Add to this the last Government had a number of highly embarrassing incidents of data loss, where USB sticks were let on trains, and in one case CD-ROMs of sensitive data were encrypted, but the password for the encryption was written onto the media disks themselves. The civil servants were complying with the regulations, but doing so in such a way that no hassle over passwords would occur. The same civil servants that did this are still employed, and the UK Home Office (which is dealing with this data) has the reputation of being the dumping ground for all the most incompetent, most useless and most stupid civil servants in Government.

Outsourcing data disposal like this is the safest way to ensure complete destruction without any little unofficial backups being taken and sold on, or people "forgetting" to wipe the disks before ebaying them, and so on. 400K is peanuts compared to the cost of cleanup after a data leak.

Re:They need prvate contractors

[forgot_my_nick]

> They need private contractors. Government officials are not capable of wiping their own arses, let alone data.
Who let you out of the Daily Mail comments section?

Re:Coalition Government?

[TheRaven64]

No. To have a coalition government, you need more than two parties. It is one of the outcomes when no single party manages to gain an overall majority. In this case, the largest party was the Conservatives, the second largest was Labour, and the third-largest the Liberal Democrats, with a smattering of smaller parties and independents. The government was formed by a coalition of the Conservatives and Liberal Democrats. The Prime Minister is the head of the Conservative Party, the Deputy Prime Minister is the head of the Liberal Democrat Party, and the cabinet is made up from members of both parties. Government policy is driven by both parties, although more by the Conservatives.

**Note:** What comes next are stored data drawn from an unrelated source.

Issue #3728, opened 2023-04-27
[DOC] Update and improve examples in nilearn documentation


ymzayek:
### Is there an existing issue for this?

- [X] I have searched the existing issues

### Describe your proposed suggestion in detail.

Unrelated to the changes to this PR: I noticed some suboptimal outputs in some examples so I will open a separate issue to track them

_Originally posted by @ymzayek in https://github.com/nilearn/nilearn/issues/3720#issuecomment-1521902025_

This is a meta issue concerning nilearn examples and their rendering

#### Plotting (@ymzayek)

- [x] overlapping title
  - Known issue that appears in many examples so will not list here. See PR #2804 
- [x] Cut off titles or image
  - https://nilearn.github.io/dev/auto_examples/01_plotting/plot_demo_more_plotting.html 
  - https://nilearn.github.io/dev/auto_examples/07_advanced/plot_localizer_simple_analysis.html
  - https://nilearn.github.io/dev/auto_examples/07_advanced/plot_localizer_mass_univariate_methods.html
  - https://nilearn.github.io/dev/auto_examples/07_advanced/plot_haxby_mass_univariate.html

Another alternative in this situation would be a minority government, where the Conservatives (with the largest bloc) attempted to form a government by themselves, but had to persuade members of other parties to vote with them or abstain for every issue they wanted passed. This is a bit fragile: last time it happened in the UK, it only lasted a few months before a vote of no confidence in the government passed, triggering a general election.